* What is being asked
For the data below, work out how many lines include the string "requires" and report only the number.

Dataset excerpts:
Issue #140, opened 2016-05-11
Repository::commit should accept parents as &[Commit], not just &[&Commit]


joshtriplett:
If you want to generate a list of commits to pass to `.commit` as parents, the type `&[&Commit]` proves inconvenient, because it requires the caller to maintain ownership of the Commit objects for long enough to pass them.  For instance, this could require generating a `Vec<Commit>`, and then an additional `Vec<&Commit>`.

Could Repository::commit accept a &[T] where T=AsRef<Commit>, instead?  That would allow both possibilities.  It does, however, have the disadvantage that passing `&[]` will result in an ambiguous type, though.  Another possibility would be always accepting `&[Commit]`, but that would break existing code that passes `&[&Commit]`.

I'd welcome other suggestions that would simplify code like this:
```rust
    let mut parents : Vec<git2::Commit> = Vec::new();
    parents.extend(tree.iter().filter_map(|e| {
        if e.kind() == Some(git2::ObjectType::Commit) {
            Some(repo.find_commit(e.id()).unwrap_or_else(die))
        } else {
            None
        }
    }));
    let new_commit_oid = repo.commit(Some("SHEAD"), &author, &committer, &msg, &tree, &parents).unwrap_or_else(die);
```

alexcrichton:
Yeah I wonder if this could actually look like:

```rust
pub fn commit<I>(&self, ..., parents: I)
    where I: IntoIterator,
          I::Item: AsRef<Commit>
```

I *think* that'd be backwards compatible? I'll probably do a new major release soon anyway due to `IndexEntry` so strict compat may not matter too much.

joshtriplett:
@alexcrichton That's not quite backward compatible, because it wouldn't know what type to use if the caller passes `&[]`.  It's really unfortunate to have to write `&[] as &[Commit]`.  Hopefully, when default type parameter fallback gets stabilized, that'll help simplify cases like this.

alexcrichton:
Gah right, that seems to keep biting this...

pwaller:
Just hit this. Rust newbie here. My use case was to create a commit based on another commit. Surprised to find I couldn't:

```
repo.commit(..., old_commit.parents())
```

I tried:
```
&*c.parents().collect::<Vec<_>>().into_boxed_slice(),
```

To discover:
```
   = note: expected reference `&[&git2::Commit<'_>]`
              found reference `&[git2::Commit<'_>]`
```

[...]

PR #789, opened 2022-01-06
Add Repository::commit_new method with permissive parent param

chetaldrich:
The existing method doesn't accept owned commits as parameters in
Repository::commit. This new method allows for both owned and unowned
versions of the slice, which will simplify passing in Vectors
containing owned values as well as retain backwards compatibility in
_most_ cases (unfortunately, an empty slice still needs a type specified if passed).

Fixes https://github.com/rust-lang/git2-rs/issues/140, which specifies the issue in more detail.

### DIFF
--- a/src/repo.rs
+++ b/src/repo.rs
@@ -1231,6 +1231,56 @@ impl Repository {
     /// current branch and make it point to this commit. If the reference
     /// doesn't exist yet, it will be created. If it does exist, the first
     /// parent must be the tip of this branch.
+    pub fn new_commit<'a, C: AsRef<Commit<'a>>>(
+        &self,
+        update_ref: Option<&str>,
+        author: &Signature<'_>,
+        committer: &Signature<'_>,
+        message: &str,
+        tree: &Tree<'_>,
+        parents: &[C],
+    ) -> Result<Oid, Error>
+    where
+        C: AsRef<Commit<'a>>,
+    {
+        let update_ref = crate::opt_cstr(update_ref)?;
+        let mut parent_ptrs = parents
+            .iter()
+            .map(|p| p.as_ref().raw() as *const raw::git_commit)
+            .collect::<Vec<_>>();
+        let message = CString::new(message)?;
+        let mut raw = raw::git_oid {
+            id: [0; raw::GIT_OID_RAWSZ],
+        };
+        unsafe {
+            try_call!(raw::git_commit_create(
+                &mut raw,
+                self.raw(),
+                update_ref,
+                author.raw(),
+                committer.raw(),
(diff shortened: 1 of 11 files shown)


src/repo.rs
```diff
@@ -1231,6 +1231,56 @@ impl Repository {
     /// current branch and make it point to this commit. If the reference
     /// doesn't exist yet, it will be created. If it does exist, the first
     /// parent must be the tip of this branch.
+    pub fn new_commit<'a, C: AsRef<Commit<'a>>>(
```
extrawurst, line 1234: can we add this `&[] as &[Commit<'_>]` for the empty list case to the documentation as this will be a little unintuitive 🙈

extrawurst:
I personally would prefer `commit_new` but thats a nitpicky

src/repo.rs
chetaldrich: Sure, I'll add that in. It's really too bad the default type parameter fallback feature didn't make it into the language since this issue was created.

chetaldrich:
I can switch over to commit_new since I'll be making that other small documentation change anyway.

src/repo.rs
alexcrichton: I think this may have actually been one of the issues which led me to the original signature, if this otherwise requires type annotations then I don't think that this is the best way to shape this API. Another option would be perhaps a builder-like construct but that's pretty wordy for just the type inference issue here.

chetaldrich: So there are two options here: 

1. We can stick with this, which allows existing calls that contain values to be the same (appears to be the majority of calls, based on some seen usage of this method in the wild and in the tests), but does have this edge case that Rust doesn't handle very gracefully, while supporting owned values in the slice/vector parameter. 
2. We could make a hard switch to using owned values, so the signature would be `&[Commit]` in that case. We lose compatibility with existing calls, but this edge case type inference issue goes away. 

I personally think that supporting owned values makes sense here, thus the reason for the PR, but would like to support the existing usage where possible. This makes the former seem like a good compromise to me since it only comes up in this one case, but I could go either way. 

Thoughts?

chetaldrich:
I've updated the PR to incorporate the suggestions of @extrawurst, but if we decide that the type inference issue makes us want to go the `&[Commit]` route I'm happy to make the needed changes.

alexcrichton:
Personally I still feel like `&[&Commit<'_>],` is the best for now since it doesn't require type annotations, nor does it require ownership of the commits themselves.

chetaldrich:
I suppose if you're committing to that then we should also close the issue, then. I'll close this.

* Solution
2